» **TASK DESCRIPTION**:
Once the line containing "The type of" is found in the entries below, reproduce it and every line after it, stopping at and including the line containing "Decided to do"; reproduce nothing else, and keep each line exact.

» **RECORDED DATA**:
----------
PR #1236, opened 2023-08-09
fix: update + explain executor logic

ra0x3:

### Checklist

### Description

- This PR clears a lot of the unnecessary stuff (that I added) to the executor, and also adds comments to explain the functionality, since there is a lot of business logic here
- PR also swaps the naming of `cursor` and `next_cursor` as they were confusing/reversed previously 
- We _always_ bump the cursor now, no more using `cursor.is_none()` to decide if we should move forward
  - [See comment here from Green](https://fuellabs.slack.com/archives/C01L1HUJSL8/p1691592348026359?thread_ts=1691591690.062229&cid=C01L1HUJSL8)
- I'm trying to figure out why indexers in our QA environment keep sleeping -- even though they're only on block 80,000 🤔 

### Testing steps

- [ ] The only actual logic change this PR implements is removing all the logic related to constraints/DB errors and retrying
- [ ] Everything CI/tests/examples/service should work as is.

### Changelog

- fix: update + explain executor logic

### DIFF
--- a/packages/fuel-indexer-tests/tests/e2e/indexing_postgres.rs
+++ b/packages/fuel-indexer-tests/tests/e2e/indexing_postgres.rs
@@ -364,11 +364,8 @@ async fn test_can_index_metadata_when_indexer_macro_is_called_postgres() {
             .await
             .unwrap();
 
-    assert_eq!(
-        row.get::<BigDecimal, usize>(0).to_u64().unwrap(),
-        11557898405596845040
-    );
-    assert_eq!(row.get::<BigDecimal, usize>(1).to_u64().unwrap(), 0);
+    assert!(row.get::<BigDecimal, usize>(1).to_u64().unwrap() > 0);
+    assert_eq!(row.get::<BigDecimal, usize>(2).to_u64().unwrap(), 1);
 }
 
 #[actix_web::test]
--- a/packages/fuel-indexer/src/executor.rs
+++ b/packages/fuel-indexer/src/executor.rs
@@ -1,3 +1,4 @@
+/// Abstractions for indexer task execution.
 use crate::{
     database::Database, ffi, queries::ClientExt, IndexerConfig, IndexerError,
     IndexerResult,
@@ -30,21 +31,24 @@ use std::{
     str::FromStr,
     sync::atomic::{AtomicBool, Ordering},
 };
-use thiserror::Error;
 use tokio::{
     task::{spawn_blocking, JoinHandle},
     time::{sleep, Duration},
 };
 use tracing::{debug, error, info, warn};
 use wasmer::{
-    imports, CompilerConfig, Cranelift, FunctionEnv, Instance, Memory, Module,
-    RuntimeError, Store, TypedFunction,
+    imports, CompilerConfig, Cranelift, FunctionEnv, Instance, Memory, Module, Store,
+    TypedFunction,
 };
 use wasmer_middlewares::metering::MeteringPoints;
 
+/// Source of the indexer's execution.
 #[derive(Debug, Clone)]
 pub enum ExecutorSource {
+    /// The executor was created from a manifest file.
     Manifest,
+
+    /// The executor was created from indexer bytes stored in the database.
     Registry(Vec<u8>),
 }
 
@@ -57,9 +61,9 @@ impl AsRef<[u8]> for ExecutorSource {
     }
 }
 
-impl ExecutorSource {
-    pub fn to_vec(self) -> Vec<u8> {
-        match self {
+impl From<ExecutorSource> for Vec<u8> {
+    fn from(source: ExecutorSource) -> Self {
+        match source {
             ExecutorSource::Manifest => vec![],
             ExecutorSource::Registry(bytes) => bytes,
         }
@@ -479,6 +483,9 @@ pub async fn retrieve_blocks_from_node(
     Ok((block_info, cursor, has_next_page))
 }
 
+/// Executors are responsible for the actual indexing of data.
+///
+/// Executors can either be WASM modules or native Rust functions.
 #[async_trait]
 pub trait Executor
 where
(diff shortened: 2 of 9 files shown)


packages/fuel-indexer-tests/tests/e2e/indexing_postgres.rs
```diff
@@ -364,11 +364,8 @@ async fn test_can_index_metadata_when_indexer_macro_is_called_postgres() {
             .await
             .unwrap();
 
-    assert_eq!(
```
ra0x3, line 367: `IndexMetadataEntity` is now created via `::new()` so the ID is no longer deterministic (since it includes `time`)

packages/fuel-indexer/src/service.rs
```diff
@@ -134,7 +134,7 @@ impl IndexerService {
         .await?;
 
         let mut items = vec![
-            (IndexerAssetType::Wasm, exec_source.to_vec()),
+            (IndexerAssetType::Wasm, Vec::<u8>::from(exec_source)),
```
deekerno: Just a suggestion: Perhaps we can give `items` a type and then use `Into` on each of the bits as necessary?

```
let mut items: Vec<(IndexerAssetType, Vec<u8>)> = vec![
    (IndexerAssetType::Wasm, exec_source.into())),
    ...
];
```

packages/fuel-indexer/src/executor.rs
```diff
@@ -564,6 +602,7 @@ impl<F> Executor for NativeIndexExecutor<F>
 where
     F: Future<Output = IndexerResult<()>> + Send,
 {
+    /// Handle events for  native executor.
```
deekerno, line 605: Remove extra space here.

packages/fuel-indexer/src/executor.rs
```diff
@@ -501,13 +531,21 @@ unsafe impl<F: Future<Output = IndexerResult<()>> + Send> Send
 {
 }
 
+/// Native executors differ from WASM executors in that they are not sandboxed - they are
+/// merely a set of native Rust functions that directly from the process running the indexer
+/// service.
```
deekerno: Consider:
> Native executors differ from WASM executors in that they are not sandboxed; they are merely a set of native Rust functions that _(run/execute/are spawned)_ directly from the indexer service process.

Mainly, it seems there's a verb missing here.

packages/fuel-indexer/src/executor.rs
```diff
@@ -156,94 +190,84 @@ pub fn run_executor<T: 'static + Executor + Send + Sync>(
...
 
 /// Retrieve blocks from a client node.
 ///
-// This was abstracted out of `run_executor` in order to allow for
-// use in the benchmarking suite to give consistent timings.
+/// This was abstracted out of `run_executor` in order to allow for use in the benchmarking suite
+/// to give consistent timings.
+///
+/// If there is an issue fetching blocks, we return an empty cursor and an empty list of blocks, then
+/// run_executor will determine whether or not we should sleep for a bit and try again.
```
----------
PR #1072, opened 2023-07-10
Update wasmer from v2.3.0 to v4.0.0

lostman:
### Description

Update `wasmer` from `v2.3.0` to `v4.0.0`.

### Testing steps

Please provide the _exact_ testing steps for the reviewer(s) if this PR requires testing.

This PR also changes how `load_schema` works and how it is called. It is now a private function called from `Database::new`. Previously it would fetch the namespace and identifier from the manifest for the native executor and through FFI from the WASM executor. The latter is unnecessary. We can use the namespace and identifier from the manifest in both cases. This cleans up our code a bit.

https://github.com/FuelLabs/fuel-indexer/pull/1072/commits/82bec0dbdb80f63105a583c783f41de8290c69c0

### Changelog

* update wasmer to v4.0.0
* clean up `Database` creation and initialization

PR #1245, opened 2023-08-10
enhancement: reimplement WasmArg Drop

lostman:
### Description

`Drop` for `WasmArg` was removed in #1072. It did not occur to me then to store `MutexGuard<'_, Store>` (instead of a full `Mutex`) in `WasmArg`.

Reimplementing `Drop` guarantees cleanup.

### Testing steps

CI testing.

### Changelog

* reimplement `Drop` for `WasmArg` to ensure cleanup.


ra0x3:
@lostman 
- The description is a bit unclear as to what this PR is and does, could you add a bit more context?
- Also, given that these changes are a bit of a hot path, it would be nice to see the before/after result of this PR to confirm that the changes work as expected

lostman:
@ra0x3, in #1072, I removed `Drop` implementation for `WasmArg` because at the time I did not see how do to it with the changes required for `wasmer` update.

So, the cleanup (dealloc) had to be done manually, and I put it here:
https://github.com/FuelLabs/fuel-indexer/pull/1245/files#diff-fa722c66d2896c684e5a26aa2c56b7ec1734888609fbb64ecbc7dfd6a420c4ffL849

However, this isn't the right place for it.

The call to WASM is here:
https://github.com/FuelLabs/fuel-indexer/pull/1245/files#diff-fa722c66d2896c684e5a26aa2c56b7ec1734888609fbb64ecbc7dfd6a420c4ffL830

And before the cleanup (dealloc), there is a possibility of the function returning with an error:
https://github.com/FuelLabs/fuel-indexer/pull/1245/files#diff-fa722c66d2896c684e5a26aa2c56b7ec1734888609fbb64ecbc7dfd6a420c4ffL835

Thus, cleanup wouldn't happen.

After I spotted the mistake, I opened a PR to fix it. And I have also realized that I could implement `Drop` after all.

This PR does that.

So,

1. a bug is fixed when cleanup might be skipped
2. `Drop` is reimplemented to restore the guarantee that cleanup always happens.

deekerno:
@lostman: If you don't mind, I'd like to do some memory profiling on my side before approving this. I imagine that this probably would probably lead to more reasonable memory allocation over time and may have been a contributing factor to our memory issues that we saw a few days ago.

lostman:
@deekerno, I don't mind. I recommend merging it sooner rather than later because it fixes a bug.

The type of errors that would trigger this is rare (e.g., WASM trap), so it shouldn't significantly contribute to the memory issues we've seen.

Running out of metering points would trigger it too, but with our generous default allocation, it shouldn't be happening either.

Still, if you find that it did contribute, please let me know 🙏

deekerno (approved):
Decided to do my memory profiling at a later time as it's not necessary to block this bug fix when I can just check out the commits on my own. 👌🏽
----------
» **TASK SOLUTION**:
The type of errors that would trigger this is rare (e.g., WASM trap), so it shouldn't significantly contribute to the memory issues we've seen.

Running out of metering points would trigger it too, but with our generous default allocation, it shouldn't be happening either.

Still, if you find that it did contribute, please let me know 🙏

deekerno (approved):
Decided to do my memory profiling at a later time as it's not necessary to block this bug fix when I can just check out the commits on my own. 👌🏽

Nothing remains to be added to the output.